#### Task objective:
Return the lines below that contain "systemd".

#### Records for processing:
■ ■ ■
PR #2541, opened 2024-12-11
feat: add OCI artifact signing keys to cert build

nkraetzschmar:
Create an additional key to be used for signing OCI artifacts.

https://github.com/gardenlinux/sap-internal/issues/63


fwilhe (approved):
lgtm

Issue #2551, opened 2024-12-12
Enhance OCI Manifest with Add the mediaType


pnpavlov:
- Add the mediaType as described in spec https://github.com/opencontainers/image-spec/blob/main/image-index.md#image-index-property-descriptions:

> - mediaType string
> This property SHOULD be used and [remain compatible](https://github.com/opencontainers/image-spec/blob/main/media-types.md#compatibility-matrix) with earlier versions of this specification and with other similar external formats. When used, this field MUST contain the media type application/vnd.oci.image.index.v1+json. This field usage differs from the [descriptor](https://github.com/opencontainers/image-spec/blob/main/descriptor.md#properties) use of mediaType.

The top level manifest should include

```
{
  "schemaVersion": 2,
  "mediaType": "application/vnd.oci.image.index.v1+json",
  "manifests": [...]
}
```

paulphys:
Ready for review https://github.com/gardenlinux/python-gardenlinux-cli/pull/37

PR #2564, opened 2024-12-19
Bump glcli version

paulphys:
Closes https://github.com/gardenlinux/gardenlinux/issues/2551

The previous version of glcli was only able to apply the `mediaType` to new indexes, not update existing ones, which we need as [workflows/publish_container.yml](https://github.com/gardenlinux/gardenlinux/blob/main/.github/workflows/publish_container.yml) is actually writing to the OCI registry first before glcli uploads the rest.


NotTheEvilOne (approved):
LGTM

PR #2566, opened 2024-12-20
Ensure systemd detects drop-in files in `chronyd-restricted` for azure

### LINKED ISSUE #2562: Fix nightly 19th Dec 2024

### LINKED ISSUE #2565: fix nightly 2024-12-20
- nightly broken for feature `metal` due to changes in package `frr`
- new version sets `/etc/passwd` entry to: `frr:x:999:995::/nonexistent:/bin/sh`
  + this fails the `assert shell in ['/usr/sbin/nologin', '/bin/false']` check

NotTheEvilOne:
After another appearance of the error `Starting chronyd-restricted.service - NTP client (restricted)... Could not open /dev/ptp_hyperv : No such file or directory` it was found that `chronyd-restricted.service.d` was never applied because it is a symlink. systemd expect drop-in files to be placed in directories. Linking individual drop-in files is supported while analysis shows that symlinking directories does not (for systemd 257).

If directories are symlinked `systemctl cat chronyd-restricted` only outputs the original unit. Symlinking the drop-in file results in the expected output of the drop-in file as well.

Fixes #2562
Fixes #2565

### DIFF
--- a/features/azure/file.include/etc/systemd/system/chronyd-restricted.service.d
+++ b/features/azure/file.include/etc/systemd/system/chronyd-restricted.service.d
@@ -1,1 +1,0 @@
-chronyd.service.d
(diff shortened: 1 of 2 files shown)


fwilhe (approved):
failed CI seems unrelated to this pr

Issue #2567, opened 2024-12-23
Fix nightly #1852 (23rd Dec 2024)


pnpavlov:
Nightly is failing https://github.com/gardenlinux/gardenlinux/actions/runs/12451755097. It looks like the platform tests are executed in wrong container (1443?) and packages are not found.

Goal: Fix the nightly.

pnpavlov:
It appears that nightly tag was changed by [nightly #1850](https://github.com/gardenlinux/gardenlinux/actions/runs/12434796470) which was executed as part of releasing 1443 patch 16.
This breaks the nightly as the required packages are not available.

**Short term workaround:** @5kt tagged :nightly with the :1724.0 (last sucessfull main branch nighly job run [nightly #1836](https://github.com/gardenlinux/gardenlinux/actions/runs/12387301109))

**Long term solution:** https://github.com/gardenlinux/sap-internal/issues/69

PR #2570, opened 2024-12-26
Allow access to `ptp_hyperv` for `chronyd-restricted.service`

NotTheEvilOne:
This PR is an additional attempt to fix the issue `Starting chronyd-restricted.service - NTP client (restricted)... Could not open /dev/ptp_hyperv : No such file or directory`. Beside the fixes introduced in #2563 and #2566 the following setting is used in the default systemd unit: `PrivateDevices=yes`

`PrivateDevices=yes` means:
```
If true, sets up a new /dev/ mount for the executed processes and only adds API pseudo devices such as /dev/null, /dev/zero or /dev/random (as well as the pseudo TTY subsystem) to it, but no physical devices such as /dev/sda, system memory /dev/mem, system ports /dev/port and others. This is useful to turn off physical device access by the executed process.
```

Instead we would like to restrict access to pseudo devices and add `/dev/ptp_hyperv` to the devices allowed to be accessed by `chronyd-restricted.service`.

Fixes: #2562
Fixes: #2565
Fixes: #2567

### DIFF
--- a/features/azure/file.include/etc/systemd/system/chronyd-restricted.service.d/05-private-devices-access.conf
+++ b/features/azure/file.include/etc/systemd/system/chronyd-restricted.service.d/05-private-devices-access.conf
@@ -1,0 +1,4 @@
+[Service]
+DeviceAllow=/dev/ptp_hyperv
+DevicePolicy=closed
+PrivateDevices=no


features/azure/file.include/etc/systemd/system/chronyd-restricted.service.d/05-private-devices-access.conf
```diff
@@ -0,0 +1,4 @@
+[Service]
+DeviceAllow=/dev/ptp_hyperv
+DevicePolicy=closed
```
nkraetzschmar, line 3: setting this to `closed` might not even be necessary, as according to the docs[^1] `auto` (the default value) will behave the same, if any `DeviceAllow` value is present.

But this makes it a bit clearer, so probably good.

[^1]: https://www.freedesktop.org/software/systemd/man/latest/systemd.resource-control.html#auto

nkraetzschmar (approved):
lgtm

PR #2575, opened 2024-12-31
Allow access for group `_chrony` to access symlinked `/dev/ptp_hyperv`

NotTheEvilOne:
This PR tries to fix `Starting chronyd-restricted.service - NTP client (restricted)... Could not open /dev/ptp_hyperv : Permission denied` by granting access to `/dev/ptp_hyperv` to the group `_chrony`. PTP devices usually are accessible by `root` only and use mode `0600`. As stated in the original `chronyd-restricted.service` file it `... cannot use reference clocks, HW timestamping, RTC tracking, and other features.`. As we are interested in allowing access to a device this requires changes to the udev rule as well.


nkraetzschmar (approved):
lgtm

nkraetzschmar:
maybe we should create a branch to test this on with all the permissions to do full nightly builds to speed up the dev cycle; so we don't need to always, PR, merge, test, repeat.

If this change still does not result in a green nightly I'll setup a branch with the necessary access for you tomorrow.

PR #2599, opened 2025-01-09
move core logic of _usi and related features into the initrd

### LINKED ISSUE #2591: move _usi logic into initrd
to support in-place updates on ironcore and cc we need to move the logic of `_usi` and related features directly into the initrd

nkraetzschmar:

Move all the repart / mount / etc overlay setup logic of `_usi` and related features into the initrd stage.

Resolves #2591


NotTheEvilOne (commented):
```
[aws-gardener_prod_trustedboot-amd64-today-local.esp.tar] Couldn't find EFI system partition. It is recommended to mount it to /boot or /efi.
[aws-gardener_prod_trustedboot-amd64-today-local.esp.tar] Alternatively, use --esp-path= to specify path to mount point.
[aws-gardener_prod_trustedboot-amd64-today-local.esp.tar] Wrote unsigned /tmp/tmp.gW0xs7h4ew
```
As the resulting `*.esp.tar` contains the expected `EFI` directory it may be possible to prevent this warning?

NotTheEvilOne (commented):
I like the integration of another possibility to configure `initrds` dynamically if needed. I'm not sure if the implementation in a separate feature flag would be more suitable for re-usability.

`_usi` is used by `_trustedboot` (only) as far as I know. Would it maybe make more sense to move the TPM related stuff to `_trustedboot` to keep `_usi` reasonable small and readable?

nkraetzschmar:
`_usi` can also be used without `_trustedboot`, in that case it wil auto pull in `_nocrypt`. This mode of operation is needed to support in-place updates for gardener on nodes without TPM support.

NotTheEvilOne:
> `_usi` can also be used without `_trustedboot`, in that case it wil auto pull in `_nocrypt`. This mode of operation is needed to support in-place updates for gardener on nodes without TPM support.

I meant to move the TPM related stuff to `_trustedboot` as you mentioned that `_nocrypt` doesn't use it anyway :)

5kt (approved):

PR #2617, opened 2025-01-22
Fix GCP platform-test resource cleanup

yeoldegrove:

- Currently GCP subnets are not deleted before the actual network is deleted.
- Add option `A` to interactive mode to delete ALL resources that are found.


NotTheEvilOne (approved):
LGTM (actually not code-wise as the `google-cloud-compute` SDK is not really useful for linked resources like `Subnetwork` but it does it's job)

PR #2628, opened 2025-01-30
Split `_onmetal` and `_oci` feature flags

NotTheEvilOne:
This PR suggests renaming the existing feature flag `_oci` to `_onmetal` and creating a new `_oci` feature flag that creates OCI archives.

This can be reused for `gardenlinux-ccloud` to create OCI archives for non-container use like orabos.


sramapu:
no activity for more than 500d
■ ■ ■
#### Exercise solution:
Ensure systemd detects drop-in files in `chronyd-restricted` for azure
After another appearance of the error `Starting chronyd-restricted.service - NTP client (restricted)... Could not open /dev/ptp_hyperv : No such file or directory` it was found that `chronyd-restricted.service.d` was never applied because it is a symlink. systemd expect drop-in files to be placed in directories. Linking individual drop-in files is supported while analysis shows that symlinking directories does not (for systemd 257).
--- a/features/azure/file.include/etc/systemd/system/chronyd-restricted.service.d
+++ b/features/azure/file.include/etc/systemd/system/chronyd-restricted.service.d
This PR is an additional attempt to fix the issue `Starting chronyd-restricted.service - NTP client (restricted)... Could not open /dev/ptp_hyperv : No such file or directory`. Beside the fixes introduced in #2563 and #2566 the following setting is used in the default systemd unit: `PrivateDevices=yes`
--- a/features/azure/file.include/etc/systemd/system/chronyd-restricted.service.d/05-private-devices-access.conf
+++ b/features/azure/file.include/etc/systemd/system/chronyd-restricted.service.d/05-private-devices-access.conf
features/azure/file.include/etc/systemd/system/chronyd-restricted.service.d/05-private-devices-access.conf
[^1]: https://www.freedesktop.org/software/systemd/man/latest/systemd.resource-control.html#auto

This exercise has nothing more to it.